Глаза сузились, мечут молнии, и еще верхняя губа дергается, обнажая острые зубки. Сейчас прямо вцепится.

Помню, как я испугалась, когда мама спросила меня, с кем это я разговариваю. Я соврала:

– С собой.

Я понимаю, это происходило, когда мне нужно было, чтобы меня любили. Она появлялась, когда мне нужно было бороться за любовь других. То есть почти всегда – даже когда я была сама с собой. И никогда – с папой. С папой все было по-другому.

И маму, и меня он называл одинаково – зайками. Наверно, ему приятно было крикнуть:

– Зайка! – и обе откликались, одна из кухни, другая из детской.

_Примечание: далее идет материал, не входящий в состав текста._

PR #133, opened 2022-02-01
Adding support for Find/FindT

almineev:
- Adding support for Find & FindT functions
- Ported all tests from /src/AppMagic/unittest/AppMagic.Functions.Test/FindTests.ts, all except 5 are passing. The 5 remaining are marked as Skip and related to error handling inconsistency with JS over table/row args which will need a wider change to reconsile.


src/libraries/Microsoft.PowerFx.Core/Texl/Builtins/Find.cs
```diff
@@ -75,7 +75,7 @@ public override bool CheckInvocation(TexlBinding binding, TexlNode[] args, DType
             var type1 = argTypes[1];
 
             // Arg0 should be either a string or a column of strings.
-            if (type0.IsTable)
+            if (type0.IsTable && type0.Kind != DKind.ObjNull)
```
bryancroteau-MSFT, line 78: Why are we making changes to the front-end for this function?

src/libraries/Microsoft.PowerFx.Interpreter/Functions/Library.cs
```diff
@@ -243,62 +244,59 @@ internal static partial class Library
...
+                    expandArguments: InsertDefaultValues(outputArgsCount: 3, fillWith: new NumberValue(IRContext.NotInSource(FormulaType.Number), 1)),
+                    replaceBlankValues: ReplaceBlankWith(
+                        new StringValue(IRContext.NotInSource(FormulaType.String), string.Empty),
+                        new StringValue(IRContext.NotInSource(FormulaType.String), string.Empty),
+                        new BlankValue(IRContext.NotInSource(FormulaType.Blank))),
+                    checkRuntimeTypes: ExactSequence(
+                        ExactValueType<StringValue>,
+                        ExactValueType<StringValue>,
+                        ExactValueTypeOrBlank<NumberValue>),
                     checkRuntimeValues: DeferRuntimeValueChecking,
```
bryancroteau-MSFT, line 270: This function accepts a numeric value as input, so we need to check that it is not infinite. There is a runtime value check that does this already.

src/libraries/Microsoft.PowerFx.Interpreter/Functions/Library.cs
```diff
@@ -243,62 +244,59 @@ internal static partial class Library
...
                     returnBehavior: ReturnBehavior.AlwaysEvaluateAndReturnResult,
```
bryancroteau-MSFT, line 271: This should be "ReturnBlankIfAnyArgIsBlank"

src/libraries/Microsoft.PowerFx.Interpreter/Functions/LibraryText.cs
```diff
@@ -352,6 +352,31 @@ public static FormulaValue Right(IRContext irContext, FormulaValue[] args)
             return new StringValue(irContext, source.Value.Substring(source.Value.Length - (int)count.Value, (int)count.Value));
         }
 
+        private static FormulaValue Find(IRContext irContext, FormulaValue[] args)
+        {
+            var findText = (StringValue)args[0];
+            var withinText = (StringValue)args[1];
+
+            NumberValue startIndex;
+            if (args[2] is BlankValue)
```
bryancroteau-MSFT, line 361: This should be taken care of in the wrapper. See the above comment. We avoid doing checks for blank in the body of functions.

bryancroteau-MSFT (changes requested):

src/libraries/Microsoft.PowerFx.Core/Texl/Builtins/Find.cs
almineev: yep, bad idea. ignored the fact that JS tests for Find operate post-frontend.

src/libraries/Microsoft.PowerFx.Interpreter/Functions/Library.cs
almineev: This would break
>> Find(Blank(), Blank())
1

src/libraries/Microsoft.PowerFx.Interpreter/Functions/LibraryText.cs
almineev: return blank if arg is blank only works for arg[2] (startIndex)...

src/libraries/Microsoft.PowerFx.Interpreter/Functions/Library.cs
almineev: There is additional validation that needs to be done on startIndex that can't be done using runtime-value-check infra (logic needs to look at twi args at once). I added infinities check and I think keeping all validation in one place (either runtime-value-check xor func impl) is better than splitting. Open for discussion

src/tests/Microsoft.PowerFx.Core.Tests/Microsoft.PowerFx.Core.Tests.csproj
```diff
@@ -53,6 +53,12 @@
       <CopyToOutputDirectory>PreserveNewest</CopyToOutputDirectory>
     </Content>
   </ItemGroup>
+
+  <ItemGroup>
+    <None Remove="ExpressionTestCases\Concatenate.txt" />
+    <None Remove="ExpressionTestCases\Find.txt" />
```
lesaltzm, line 59: Unintended change to .csproj?

almineev: fixed

lesaltzm (approved):

src/libraries/Microsoft.PowerFx.Interpreter/Functions/Library.cs
bryancroteau-MSFT: No, because the 2 blanks would be replaced with empty strings.

almineev: I see now, ye. Fixed. 
A bit convoluted though

src/libraries/Microsoft.PowerFx.Interpreter/Functions/LibraryText.cs
almineev: fixed

bryancroteau-MSFT (approved):

bryancroteau-MSFT (approved):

Когда он приходил домой, то я, прежде чем открыть дверь, должна была, чтобы не впустить чужих, спрашивать:

– Кто там?

Он отвечал:

– Швец, жнец и на дуде игрец.

У него даже вытереть ноги на коврике в прихожей получалось как станцевать.

Он любил приносить странные подарки. Говорил:

– Угадай!

Но угадать было совершенно невозможно. То это был веер, то пиала, или лорнет, чайница, пустой флакон, сломанный фотоаппарат. Один раз принес маску японского театра но. Даже притащил откуда-то настоящую слоновью ногу, пустую внутри, для зонтов и тросточек. Мама ругалась на него, а я от его подарков чувствовала себя совершенно счастливой.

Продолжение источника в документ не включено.